Items from a data source
== Segment start ==
Issue #1025, opened 2026-03-01
Compact service cards or sub-links (pills)


Flavien06:
Hello I am trying to optimize my dashboard for high density. I have a few issues/requests regarding the display of service items:

- Sub-links (Pills) rendering: I am trying to replicate the "Dashboard icons" or "Selfhosted community" look from the official demo using the links property within an item, but they do not render at all in my setup (default theme, latest Docker).

- Compact Cards: Is there a built-in way to make service cards smaller (half-height or mini-cards) to fit more on one screen.

- Compact Link List: A "list-only" type for items would be great to display many bookmarks in a single card without large icons or padding.

PR #1080, opened 2026-09-04
feat(cards): one shared layout for every service card

### LINKED ISSUE #997: Can't access `quick` url when it overlapped by tag and card have url defined
**Describe the bug**
Can't access `quick` url when it overlapped with tag and card have url defined (tag "point" to card url). If card dont have defined url then `quick` link overlapped with tag accessible (tag "point" to `quick` link url).

**Expected behavior**

**Logs & errors**
Please include any usefull information:
- Errors in your browser console (`ctrl+shift+i` or `F12`)
- If applicable, your docker container logs.

**Screenshots**

Image

Image

**Configuration**
If applicable, copy related homer yaml configuration here.
```yml

```

### LINKED ISSUE #1077: Tags jitter when hovering over bottom edge of card
### Description
When hovering the mouse over a tag (or any interactive element) located at the bottom edge of a card in the Homer theme, the tag continuously flickers / jitters. The hover state toggles rapidly, making it impossible to interact with the tag stably.

### Steps to Reproduce
1. Open any Homer dashboard page that displays cards with tags (e.g., services, bookmarks).  
2. Move the mouse cursor over a tag that is positioned near the lower edge of a card.  
3. Keep the mouse still – observe that the tag’s hover effect (e.g., colour change, scale, or movement) starts to shake or bounce repeatedly.

### Expected Behavior
The hover effect should be stable; the tag should not flicker or move while the mouse remains over it.

### Actual Behavior
The tag jitters constantly, with the hover effect being applied and removed in a rapid loop.

### Impact
This degrades user experience and can prevent clicking on tags near the bottom of cards.

### Additional Context
The issue appears to be caused by CSS hover styles that alter layout-affecting properties (such as `margin`, `padding`, or `border-width`), which shift the element’s position and cause the mouse to leave and re‑enter the hover area.

### Environment
- Homer version: 26.04.2
- Browser: Firefox 121] 
- OS: Windows 10

tanasegabriel:
First of two stacked PRs. This one is mainly presentation: [`Generic.vue`](https://github.com/bastienwirtz/homer/blob/daa017d/src/components/services/Generic.vue) takes over the card layout and the styling moves into [`src/assets/components/`](https://github.com/bastienwirtz/homer/tree/daa017d/src/assets/components). The old slots keep every existing card rendering, with the one exception noted below. The second PR migrates the cards onto the new props and the shared service helpers.

## What changes

- The card becomes a grid with a fixed set of zones: icon, title, subtitle, badges, status chip, quicklinks and tag. A card no longer positions anything itself.
- **Quicklinks get their own lane** at the bottom, with a different position. They previously lived inside `Generic`'s default `#content` slot, so any card overriding that slot silently dropped them; in the lane they work on every card.
- **The card link becomes a single stretched overlay** (`.card-link`) instead of an anchor wrapping the content. The HTML parser closes the outer `<a>` at the first quicklink, which is what made a `quick` url unreachable when the card had its own url.
- **Only quicklinks claim the lane row.** A card with pills gives them a row of their own and the title and subtitle sit above it, so the text and the pills stay centred on the card as a group. A tag on its own stays pinned to the card's bottom edge as it is on `main`, claiming no row, so the text stays centred and nothing moves. When the two appear together the tag unfurls into the space left beside the pills, and hovering the tag itself expands it over them.
- Nothing that overhangs the card takes the pointer while the card is idle, which removes the hover feedback loop at the card edges.
- **An unfurling tag is clipped at the card edge** instead of running into the next column, and the text ellipsises where it is cut. The lane reaches both card edges to do the clipping, with a matching padding holding the quicklinks where they were.
- Card geometry (`--card-height`, `--card-pad`, `--card-radius`, `--card-lift`) becomes CSS custom properties, overridable from an additional stylesheet. The status and badge colours become theme tokens, settable through the existing `colors:` config.
- `icon` now takes precedence over `logo` when both are set, matching group headers and what [the configuration docs](https://github.com/bastienwirtz/homer/blob/daa017d/docs/customservices.md#common-options) already promise. They previously rendered side by side.
- **[`OpenWeather`](https://github.com/bastienwirtz/homer/blob/daa017d/src/components/services/OpenWeather.vue) moves onto `Generic`.** It was the only card still building its own `.card` markup, so it was also the only one the new layout could not reach. It is a card change in an otherwise presentational PR, but leaving it behind would have meant shipping a card with no hover lift and a tag that never unfurls. Going through `Generic` also makes it honour `quick:` and a configured `subtitle:`, both of which it silently dropped before, the second against [what the docs already promise](https://github.com/bastienwirtz/homer/blob/daa017d/docs/customservices.md#L90).
- `Generic` gains `subtitle`, `status` and `badges` props plus `icon` / `subtitle` / `aside` / `badges` slots. Only `OpenWeather` uses them here; the second PR migrates the rest.
- New `src/utils/format.js` holds `capCount`, which caps a badge count at `99+`. It is a pure function rather than a mixin method, so `Generic` can use it without pulling in the service mixin it has no other use for. The mixin still exposes it for cards that have not migrated.

Fixes #1077. Fixes #997.

Also addresses part of #1025: the pills that "do not render at all" are the quicklinks bug above. Not closing it, since neither the compact cards nor the list-only item type it also asks for are in scope.

## Compatibility

`Generic` still accepts the old `#content` and `#indicator` slots, so every card that uses them keeps rendering. Everything held open for those cards carries a `TODO(cards-migrate-to-api)` marker and goes in the [follow-up](https://github.com/bastienwirtz/homer/pull/1081):

- the `#content` and `#indicator` slots themselves
- `--status-color: transparent` and the `ready` / `error` / `pending` / `in-progress` aliases in `status.scss`, while cards still emit their own state names
- the dot spacing as a `margin-inline-end` on `::before` rather than a `gap` on `.status`, so the scoped `margin-right` those cards ship overrides it instead of stacking with it
- `z-index` on `.card-aside`

One thing does change before the second PR lands: **the status chip is not clickable.** `.card-aside` has to sit above the `.card-link` overlay so unmigrated indicators keep their `title` tooltips, which are the only labels on the notification counts, and that costs the click through it. On `main` the chip opened the service. The follow-up drops the `z-index` once those counts become badges, which keep their tooltips without blocking the click.

Two consequences of the `.card-link` overlay are permanent, and worth a decision:

- Card text is no longer selectable.
- Native `title` tooltips on elements under the overlay no longer appear. This matters for `Glances`, whose `:title` is the only thing naming its bare stat icons, and for the weather description on `OpenWeather`'s icon. `.card-body [title] { position: relative; z-index: 2 }` brings the body ones back, at the cost of those spans no longer forwarding the card click.

### For users with a custom stylesheet

The card markup changed, so some selectors stop matching. The affected ones are listed in [troubleshooting](https://github.com/bastienwirtz/homer/blob/daa017d/docs/troubleshooting.md). `.card:hover` still fires, so hover rules keyed on the card itself keep working.

Tags with a `tagstyle: is-*` class also pick up Bulma's `a.tag:hover` shade now that the tag is an anchor; tags without one are unaffected.

## Please merge both PRs in the same release

On its own this looks half-migrated: the new chrome with cards still using their own status words, colours and pill placement. The split exists so the CSS can be reviewed on its own, not so the two can ship separately. Merging this one alone publishes nothing in any case, since `dockerhub.yml` and `release.yml` both trigger on `v*` tags rather than on `main`.

## Testing

- `pnpm lint` and `pnpm build` clean.
- Rendered against a config covering every smart card plus the chrome cases: quicklinks, long tags, tag-only, no tag, no subtitle, no icon, logo instead of icon, both logo and icon, and long titles that have to ellipsis.
- Checked the states cards still emit themselves against the aliases: `ready`, `error` and `pending` keep their colour and `in-progress` keeps its pulse, so no card's dot changes.
- Checked side by side with `main` in both light and dark, in the default grid layout and `layout: columns`, and across the classic, walkxcode and neon themes.
- Checked the community themes listed in [the configuration docs](https://github.com/bastienwirtz/homer/blob/daa017d/docs/configuration.md) against `main` and this branch. They all still look right, with two exceptions that already behave the same way on `main`: the Dracula theme does not apply at all, and Homer Theme v2 is wonky. Both look like abandonware rather than anything this branch changes.
- Diffed the compiled CSS against `main`. Outside the card, two like-for-like moves: `.group-logo` picks up the `margin-inline-end` the group header used to get from `.media-left`, and `main`'s `.card:hover` rule is gone, which restores the error tint on a hovered `.component-error` card. The new custom properties are the only other additions, and no existing rule reads them.

One thing left alone on purpose: `--card-shadow` is documented as the card shadow but a later rule in `base.scss` has always overridden it, on `main` too. Letting it through would deepen card shadows in every dark theme, so it belongs in its own, separate PR.

### DIFF
--- a/docs/troubleshooting.md
+++ b/docs/troubleshooting.md
@@ -68,3 +68,20 @@ Only one icon is lost: **`fa-vector-square` no longer exists**. Font Awesome ren
 
 > [!NOTE]
 > Font Awesome 7 also gives every icon the same width by default. Homer keeps the previous behaviour, so nothing moves after upgrading. See [icon width](configuration.md#icon-width) if you want the new look.
+
+## My custom stylesheet stopped styling the service cards
+
+Every card moved onto a shared layout, so a few selectors no longer match:
+
+- `.media`, `.media-left`, `.media-content` and `.media.no-subtitle` are gone. The icon is now `.card-icon`, and the title and subtitle sit in `.card-body`.
+- Paths through the card gained a level: `.card-wrapper` sits between the item and `.card`, and the card link is `.card > .card-content > a.card-link`.
+- `.tag` collapses with `max-width` rather than `width`, so a rule setting `width` has no effect.
+- `.quicklinks` is a flex lane at the bottom of the card, so `float` no longer applies.
+- `.card-lane` reaches both card edges and clips what overflows them, so anything positioned inside it stops at the card. The tag sits at the lane's inline end rather than overhanging by its own offset.
+- The status dot animation is named `status-pulse`.
+
+`.card:hover` still matches, so hover rules keyed on the card itself keep working.
+
+## I cannot select card text, and some tooltips stopped appearing
+
+The whole card is one link, drawn as a transparent overlay on top of the content. That overlay takes the pointer, so text inside a card can no longer be selected, and a native `title` tooltip on an element in the card body no longer opens. Tooltips on the badges and the tag are unaffected, as those sit above the overlay.
--- a/.schema/config-schema.json
+++ b/.schema/config-schema.json
@@ -61,6 +61,42 @@
         },
         "background-image": {
           "type": "string"
+        },
+        "status-online": {
+          "type": "string"
+        },
+        "status-offline": {
+          "type": "string"
+        },
+        "status-warning": {
+          "type": "string"
+        },
+        "status-busy": {
+          "type": "string"
+        },
+        "status-unknown": {
+          "type": "string"
+        },
+        "badge-info": {
+          "type": "string"
+        },
+        "badge-success": {
+          "type": "string"
+        },
+        "badge-warning": {
+          "type": "string"
+        },
+        "badge-danger": {
+          "type": "string"
+        },
+        "badge-accent": {
+          "type": "string"
+        },
+        "badge-neutral": {
+          "type": "string"
+        },
+        "badge-text": {
+          "type": "string"
         }
       }
     },
@@ -265,9 +301,53 @@
         "type": {
           "type": "string",
           "description": "Optional, loads a specific component that provides extra features. MUST MATCH a file name (without file extension) available in `src/components/services`"
+        },
+        "class": {
+          "type": "string",
+          "description": "Optional css class to add on the item, useful with a custom stylesheet. Example 'highlight-purple'"
+        },
+        "background": {
+          "type": "string",
+          "description": "Optional color for the card, to set it directly without a custom stylesheet"
+        },
+        "quick": {
+          "type": "array",
+          "description": "Shortcut links shown as small pills along the bottom of the card",
+          "items": {
+            "$ref": "#/definitions/QuickLink"
+          }
         }
       },
       "title": "Item"
+    },
+    "QuickLink": {
+      "type": "object",
+      "additionalProperties": false,
+      "properties": {
+        "name": {
+          "type": "string"
+        },
+        "url": {
+          "type": "string",
+          "description": "Url of this shortcut"
+        },
+        "icon": {
+          "type": "string",
+          "description": "Fontawesome icon shown inside the pill"
+        },
+        "target": {
+          "type": "string",
+          "description": "html tag target attribute like _blank for a new page"
+        },
+        "color": {
+          "type": "string",
+          "description": "Optional background color for the pill"
+        }
+      },
+      "required": [
+        "url"
+      ],
+      "title": "QuickLink"
     }
   },
   "properties": {
--- a/docs/configuration.md
+++ b/docs/configuration.md
@@ -141,13 +141,20 @@ services:
     items:
       - name: "Awesome app"
         logo: "assets/tools/sample.png"
-        # Alternatively a fa icon can be provided:
+        # Alternatively a fa icon can be provided. Note that icon take precedence if both icon and logo are set.
         # icon: "fab fa-jenkins"
         subtitle: "Bookmark example"
         tag: "app"
         keywords: "self hosted reddit" # optional keyword used for searching purpose
         url: "https://www.reddit.com/r/selfhosted/"
         target: "_blank" # optional html tag target attribute
+        # Optional shortcut links, shown as small pills along the bottom of the card.
+        quick:
+          - name: "Wiki"
+            url: "https://www.reddit.com/r/selfhosted/wiki/"
+            icon: "fas fa-book" # optional
+            target: "_blank" # optional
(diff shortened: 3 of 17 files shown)


docs/troubleshooting.md
```diff
@@ -68,3 +68,20 @@ Only one icon is lost: **`fa-vector-square` no longer exists**. Font Awesome ren
 
 > [!NOTE]
 > Font Awesome 7 also gives every icon the same width by default. Homer keeps the previous behaviour, so nothing moves after upgrading. See [icon width](configuration.md#icon-width) if you want the new look.
+
+## My custom stylesheet stopped styling the service cards
```
bastienwirtz:
```suggestion
## My custom stylesheet stopped styling the service cards since 26.09.20
```
(exact version to be updated before merge & release)

docs/troubleshooting.md
```diff
@@ -68,3 +68,20 @@ Only one icon is lost: **`fa-vector-square` no longer exists**. Font Awesome ren
...
+- `.tag` collapses with `max-width` rather than `width`, so a rule setting `width` has no effect.
+- `.quicklinks` is a flex lane at the bottom of the card, so `float` no longer applies.
+- `.card-lane` reaches both card edges and clips what overflows them, so anything positioned inside it stops at the card. The tag sits at the lane's inline end rather than overhanging by its own offset.
+- The status dot animation is named `status-pulse`.
+
+`.card:hover` still matches, so hover rules keyed on the card itself keep working.
+
+## I cannot select card text, and some tooltips stopped appearing
+
+The whole card is one link, drawn as a transparent overlay on top of the content. That overlay takes the pointer, so text inside a card can no longer be selected, and a native `title` tooltip on an element in the card body no longer opens. Tooltips on the badges and the tag are unaffected, as those sit above the overlay.
```
bastienwirtz, line 87: > The whole card is one link, drawn as a transparent overlay on top of the content.

I'm not super fan of that, but i think I see why it's necessary / easier that way, it should be all right.

bastienwirtz (approved):

docs/troubleshooting.md
tanasegabriel: Done!

docs/troubleshooting.md
tanasegabriel: Honestly I went back and forth on this one too, so I'm kinda glad it lands as reasonable.

The main concern here was that an `<a>` wrapped around the card content can't hold the quicklinks and trying to address that opens a can of worms / ends up in a game of "whack a mole" with the layout. Doing it this way felt like the better fix, but open to discuss it.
== Segment end ==
- Exercise description: When a line in the data above contains the string "Checked", copy that line.

- Written answer:
- Checked the states cards still emit themselves against the aliases: `ready`, `error` and `pending` keep their colour and `in-progress` keeps its pulse, so no card's dot changes.
- Checked side by side with `main` in both light and dark, in the default grid layout and `layout: columns`, and across the classic, walkxcode and neon themes.
- Checked the community themes listed in [the configuration docs](https://github.com/bastienwirtz/homer/blob/daa017d/docs/configuration.md) against `main` and this branch. They all still look right, with two exceptions that already behave the same way on `main`: the Dracula theme does not apply at all, and Homer Theme v2 is wonky. Both look like abandonware rather than anything this branch changes.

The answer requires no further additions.